Shenzhen Key Laboratory of Computational Intelligence, University Key Laboratory of Evolving Intelligent Systems of Guangdong Province, Department of Computer Science and Engineering, Southern University of Science and Technology, Shenzhen, 518055, China.
Neural Netw. 2019 Feb;110:243-255. doi: 10.1016/j.neunet.2018.12.003. Epub 2018 Dec 14.
Complex networks provide a powerful tool for data representation due to its ability to describe the interplay between topological, functional, and dynamical properties of the input data. A fundamental process in network-based (graph-based) data analysis techniques is the network construction from original data usually in vector form. Here, a natural question is: How to construct an "optimal" network regarding a given processing goal? This paper investigates structural optimization in the context of network-based data classification tasks. To be specific, we propose a particle swarm optimization framework which is responsible for building a network from vector-based data set while optimizing a quality function driven by the classification accuracy. The classification process considers both topological and physical features of the training and test data and employing PageRank measure for classification according to the importance concept of a test instance to each class. Results on artificial and real-world problems reveal that data network generated using structural optimization provides better results in general than those generated by classical network formation methods. Moreover, this investigation suggests that other kinds of network-based machine learning and data mining tasks, such as dimensionality reduction and data clustering, can benefit from the proposed structural optimization method.

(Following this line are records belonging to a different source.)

PR #854, opened 2021-01-28
EOS-12714: Provisioner to install confluent python kafka client in LDR-R2

sradhanand-pati:


ypise (changes requested):
Ensure we cover uninstall in teardown.

PR #856, opened 2021-01-29
EOS-17120: Minor fix in setup.yaml read logic

ypise:


nitin-seagate (approved):
Looks good to me

PR #862, opened 2021-02-02
EOS-17096: Mock relations with CORTX components

dmitrydb:
- Parameterize package names and versions of cortx components
- Create the mock script that will echo/logging components names and mini provisioner API command name
- Create `setup.yml` for each cortx component depended on mini-provisioner API that will invoke the mock script
- Store testing configuration in `misc_pkgs/mocks/cortx` to safely execute salt states


srv/components/misc_pkgs/mocks/cortx/files/setup.mock.yaml/setup.yaml
```diff
@@ -0,0 +1,48 @@
+#
+# Copyright (c) 2020 Seagate Technology LLC and/or its Affiliates
```
ypise, line 2: Can we use '-' in directory name instead of '.'?
'.' notation at times could be misleading.

srv/components/misc_pkgs/mocks/cortx/files/scripts/mock.py
```diff
@@ -0,0 +1,28 @@
+#!/usr/bin/env python3
+
+import sys
+import logging
+
+FORMAT = '%(asctime)s-%(message)s'
+LOGGING_FILE = '/tmp/mock.log'
+
+
+def main():
```
ypise, line 10: In https://github.com/Seagate/cortx-prvsnr/blob/f256801af97a79255f33031b1cb7400bb741c8a6/srv/_modules/setup_conf.py#L82 we check if the command has a `--help` opion.
Do simulate the behavior to avoid failure.

srv/components/misc_pkgs/mocks/cortx/install.sls
```diff
@@ -0,0 +1,48 @@
...
+    - name: cortx_mock_repo
+    - humanname: CORTX Mock repo
+{# TODO: use path from pillars or any other configuration #}
+    - baseurl: file:///opt/seagate/cortx/provisioner/srv/components/misc_pkgs/files/cortx.mock.repo
+    - enabled: True
+    - gpgcheck: 0
+
+
+/usr/local/bin/mock:
+  file.managed:
```
ypise, line 29: This is no more necessary.
The setup.yaml:cmd should have full path to command executable instead.

ypise (changes requested):

srv/components/misc_pkgs/mocks/cortx/files/setup.mock.yaml/setup.yaml
dmitrydb: I agree. It was just as initial design structure. I fixed that

srv/components/misc_pkgs/mocks/cortx/files/scripts/mock.py
dmitrydb: I think it is not needed here. When we execute the `mock.py` with the `--help` option, the script will log `--help` argument to the log file and will exit with a non-error exit code.

srv/components/misc_pkgs/mocks/cortx/install.sls
dmitrydb: I copy mock script to avoid long paths in setup.yaml. Because the full path to `mock.py` is 
`/opt/seagate/cortx/provisioner/srv/components/misc_pkgs/mocks/cortx/files/scripts/mock.py`

andkononykhin2 (commented):
@dmitrydb  Looks good. But the most unclear thing is how to apply that. I don't see any automation logic that will build rpms + creates repo (they are separate scripts). So could you provide some readme file here to guideline how to use that. Thanks

ypise (approved):

PR #875, opened 2021-02-05
EOS-16927: New API for upgrade: adjust rollback logic for R2 (singlenode)

SomwanshiAnjali:


andkononykhin2 (commented):
@SomwanshiAnjali Generally looks pretty well. The following would be good to add:
- docstrings for new class (please add notes here regarding pillar structure assumptions)
- test scenarios (how it is being tested)

api/python/provisioner/commands/__init__.py
```diff
@@ -685,6 +711,71 @@ def run(self, targets):  # noqa: C901 FIXME
...
+        rollback_pillar = PillarResolver(local_minion).get([rollback_path])
+        rollback_pillar = rollback_pillar[local_minion][rollback_path]
+        cortx_tgt_version = (
+            target_version
+            if target_version in rollback_pillar.keys()
+            else None
+        )
+
+        if cortx_tgt_version is None:
+            logger.exception(
```
andkononykhin2, line 732: that makes sense only inside `catch` block. I guess we need to raise something here instead. If you want to log as well please use logger.error or warning depending on the severity.

api/python/provisioner/commands/__init__.py
```diff
@@ -685,6 +711,71 @@ def run(self, targets):  # noqa: C901 FIXME
...
+                        _rollback_component(component, targets)
+                    logger.info(
+                        "Configurations restored successfully "
+                        f"on target {target}"
+                    )
+            except Exception as exc:
+                logger.exception(
+                    'failed to rollback sw stack, reason {}'
+                    .format(exc)
+                )
```
andkononykhin2, line 776: please add `raise` here to propagate or raise some specific exception

andkononykhin2 (changes requested):

api/python/provisioner/commands/__init__.py
SomwanshiAnjali: Addressed

api/python/provisioner/commands/__init__.py
SomwanshiAnjali: addressed

SomwanshiAnjali:
@andkononykhin2 
Does the order of components matter while invoking components rollback.sls?

api/python/provisioner/commands/__init__.py
```diff
@@ -685,6 +712,68 @@ def run(self, targets):  # noqa: C901 FIXME
...
+                            f"yum history rollback -y {txn_id}",
+                            targets=target
+                        )
+                        logger.info(
+                            f"Rollback on target {target} is completed"
+                        )
+
+                    logger.info('Restoring configurations for components')
+                    for component in (
+                        'motr',
```
nitin-seagate, line 760: Why do we hard-code these values? Can we pull it from static defined global list which maintains components...

api/python/provisioner/__init__.py
```diff
@@ -42,6 +42,7 @@
     set_swupdate_repo,
     sw_update,
     fw_update,
+    rollback_update,
```
nitin-seagate, line 45: Should we change this to
**sw_rollback**

api/python/provisioner/__init__.py
```diff
@@ -78,6 +79,7 @@
     'set_network',
     'set_swupdate_repo',
     'sw_update',
+    'rollback_update',
```
nitin-seagate, line 82: Should we change this to
**sw_rollback**

api/python/provisioner/_api_cli.py
```diff
@@ -174,6 +174,7 @@ def auth_init(username, password, eauth='pam'):
     'set_network',
     'set_swupdate_repo',
     'sw_update',
+    'rollback_update',
```
nitin-seagate, line 177: Should we change this to
**sw_rollback**

api/python/provisioner/api.py
```diff
@@ -296,6 +296,33 @@ def sw_update(targets=ALL_MINIONS, nowait=False):
     )
 
 
+def rollback_update(target_version, targets=ALL_MINIONS, nowait=False):
```
nitin-seagate, line 299: Guess we should change this to
**sw_rollback**

api/python/provisioner/api.py
```diff
@@ -296,6 +296,33 @@ def sw_update(targets=ALL_MINIONS, nowait=False):
...
+    target_version
+        Rollback target old version
+    targets
+        (optional) A host to rollback. Default: all minions
+    nowait
+        (optional) Run asynchronously. Default: False
+    """
+
+    return _api_call(
+        'rollback_update', target_version, targets=targets, nowait=nowait
```
nitin-seagate, line 322: Should we change this to
**sw_rollback**

api/python/provisioner/api_spec.yaml
```diff
@@ -91,6 +91,8 @@ sw_update:
   type: SWUpdate
 fw_update:
   type: FWUpdate
+rollback_update:
```
nitin-seagate, line 94: Should we change this to
**sw_rollback**

api/python/provisioner/api_spec.yaml
```diff
@@ -91,6 +91,8 @@ sw_update:
...
+  type: RollbackUpdate
```
nitin-seagate, line 95: **SwRollback**

api/python/provisioner/commands/__init__.py
```diff
@@ -33,6 +33,7 @@
     PillarSetError,
     SWUpdateError,
     SWUpdateFatalError,
+    SWStackRollbackError,
```
nitin-seagate, line 36: SWRollbackError

test/r2.txt
```diff
@@ -77,4 +77,12 @@ Step-4: Check that all yum repositories are listed in `$ yum repolist enabled` o
...
-         ```
\ No newline at end of file
+         ```
+
+[EOS-16927]: New API for upgrade: adjust rollback logic for R2 (singlenode)
+
+Step-1: Ensure rollback pillar data is present/updated as part of sw_update command
+        `$salt-call pillar.get rollback`
+
+Step-2: Run rollback_update api
```
nitin-seagate, line 87: sw_rollback

nitin-seagate (commented):
@andkononykhin Really appreciate if you can reaffirm my comments (if in-line with your expectations)

api/python/provisioner/commands/__init__.py
andkononykhin2: @nitin-seagate That thing is not only for rollback and something that we should have been addressed. But let's do that as a separate task.

api/python/provisioner/__init__.py
andkononykhin2: @SomwanshiAnjali Agree. It sounds reasonable. Could you adjust here and in similar places?

andkononykhin2:
> @andkononykhin2 @nitin-seagate
> Does the order of components matter while restoring config's for each component through rollback.sls?

@SomwanshiAnjali the scope of the current PR is singlenode disruptive update. So no specific order is implied. I suggest only to do that in a reversed order comparing to update.

api/python/provisioner/commands/__init__.py
andkononykhin2: [EOS-17416](https://jts.seagate.com/browse/EOS-17416) is to cover the current concern. Let's merge the PR and address that in scope of the new task then.

SomwanshiAnjali: Will address as part of EOS-17416

api/python/provisioner/__init__.py
SomwanshiAnjali: addressed

api/python/provisioner/__init__.py
SomwanshiAnjali: addressed

api/python/provisioner/_api_cli.py
SomwanshiAnjali: addressed

api/python/provisioner/api.py
SomwanshiAnjali: addressed

api/python/provisioner/api.py
SomwanshiAnjali: addressed

api/python/provisioner/api_spec.yaml
SomwanshiAnjali: addressed

api/python/provisioner/api_spec.yaml
SomwanshiAnjali: addressed

api/python/provisioner/commands/__init__.py
SomwanshiAnjali: addressed

test/r2.txt
SomwanshiAnjali: addressed

api/python/provisioner/commands/__init__.py
```diff
@@ -685,6 +698,82 @@ def run(self, targets):  # noqa: C901 FIXME
...
+                    else:
+                        logger.info(f"Starting rollback on target {target}")
+                        salt_cmd_run(
+                            f"yum history rollback -y {txn_id}",
+                            targets=target
+                        )
+                        logger.info(
+                            f"Rollback on target {target} is completed"
+                        )
+
```
andkononykhin2, line 757: @SomwanshiAnjali I've realized we forgot about rollback routine around provisioner itself. Please:
- add [these few lines](https://github.com/Seagate/cortx-prvsnr/blob/7bf919462b747634d54d4f5c6978f94b1ec40f0f/api/python/provisioner/commands/__init__.py#L637-L642) here
- create a task in Jira to align that reconfiguration with other components: we need to follow the same approach as for any other cortx component but in that case it might be not so trivial

andkononykhin2 (changes requested):

api/python/provisioner/commands/__init__.py
```diff
@@ -685,6 +698,82 @@ def run(self, targets):  # noqa: C901 FIXME
...
+                            f"yum txn id not available for {target}"
+                        )
+                    else:
+                        logger.info(f"Starting rollback on target {target}")
+                        salt_cmd_run(
+                            f"yum history rollback -y {txn_id}",
+                            targets=target
+                        )
+                        logger.info(
+                            f"Rollback on target {target} is completed"
```
andkononykhin2, line 755: Please adjust the message to `Yum rollback...` since at that moment rollback is not fully completed yet, only in scope of yum packages. Later when everything is done completely for a node makes sense to add some INFO level message (like that one). And one more for the full set of nodes at the final end.

andkononykhin2 (changes requested):

api/python/provisioner/commands/__init__.py
SomwanshiAnjali: Addressed and created EOS-17523

api/python/provisioner/commands/__init__.py
SomwanshiAnjali: Addressed

andkononykhin2 (approved):
@SomwanshiAnjali Thanks. Looks good now. But please consider the following as a follow-up (might be addressed in scope of [EOS-17542](https://jts.seagate.com/browse/EOS-17542)):

- separate API into a python module
- make it reusable so it can be called properly from sw_upgrade command in case of failures

PR #877, opened 2021-02-08
EOS-16670: Convert controller-cli bash scripts to python scripts

rahuljyoti65:

### DIFF
--- a/srv/components/controller/files/python-scripts/xml.py
+++ b/srv/components/controller/files/python-scripts/xml.py
@@ -1,0 +1,91 @@
+import logging
+import os
+import subprocess
+import sys
+import xml.etree.ElementTree as ET
+
+logger = logging.getLogger(__name__)
+
+log_dir = '/var/log/seagate/provisioner/'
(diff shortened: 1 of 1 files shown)


83bhp:
Had one round of review, looks good, let's try to run it together to test various scenarios.
Also please fix the COdacy reported issues.

srv/components/controller/files/python-scripts/xml.py
```diff
@@ -0,0 +1,91 @@
+import logging
```
ypise, line 1: `srv/components/controller/files/python-scripts/xml.py`
`python-scripts` is not necessary, just call it `scripts`

Also, rename the file to: `srv/components/controller/files/scripts/xml_parser.py`

Do we really need this file? I feel we don't need to have a separate parser module in Python, we can use standard xml parser.

Secondly, we don't need xml as we can capture output as JSON. @83bhp need your help with JSON

ypise (changes requested):

cortx-admin:

PR #881, opened 2021-02-08
python36-cortx-prvsnr dependencies added to setup.py

ypise:

### DIFF
--- a/api/python/setup.py
+++ b/api/python/setup.py
@@ -85,6 +85,8 @@ setup(
         ],
     },
     install_requires=[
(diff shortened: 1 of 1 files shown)


api/python/setup.py
```diff
@@ -85,6 +85,8 @@
         ],
     },
     install_requires=[
+        'jsonschema',
+        'requests',
```
andkononykhin2, line 89: why we need that?

ypise:
This PR is not necessary.

PR #882, opened 2021-02-10
[EOS-16926]: Adjust upgrade logic for R2 (singlenode)

dmitrydb:
I created the new SW Upgrade API to use mini-provisioner API calls for components update.


api/python/provisioner/commands/swupgrade.py
```diff
@@ -0,0 +1,147 @@
...
+                # re-apply provisioner configuration to ensure
+                # that updated pillar is taken into account
+                _apply_provisioner_config(targets)
+
+                config_salt_master()
+
+                minion_conf_changes = config_salt_minions()
+
+                for component in COMPONENTS_FOR_UPGRADE:
+                    _update_component(component, local_minion_id())
```
andkononykhin2, line 103: why we target only local minion id but use `targets` for provisioner? let's keep that generic for now even if have the scope of singlenode

api/python/provisioner/commands/swupgrade.py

复杂网络因其能够描述输入数据的拓扑、功能和动态特性之间的相互作用,为数据表示提供了一种强大的工具。基于网络(基于图)数据分析技术的基本过程是从原始数据(通常为向量形式)构建网络。在这里,一个基本问题是:如何针对给定的处理目标构建“最佳”网络?本文研究了网络数据分类任务背景下的结构优化问题。具体来说,我们提出了一种粒子群优化框架,负责从基于向量的数据集构建网络,同时优化由分类准确性驱动的质量函数。分类过程考虑了训练数据和测试数据的拓扑和物理特征,并根据测试实例对每个类的重要性概念,采用 PageRank 度量进行分类。在人工和真实世界问题上的结果表明,使用结构优化生成的数据网络通常比使用经典网络形成方法生成的网络具有更好的结果。此外,这项研究表明,其他类型的基于网络的机器学习和数据挖掘任务,如降维和数据聚类,都可以从所提出的结构优化方法中受益。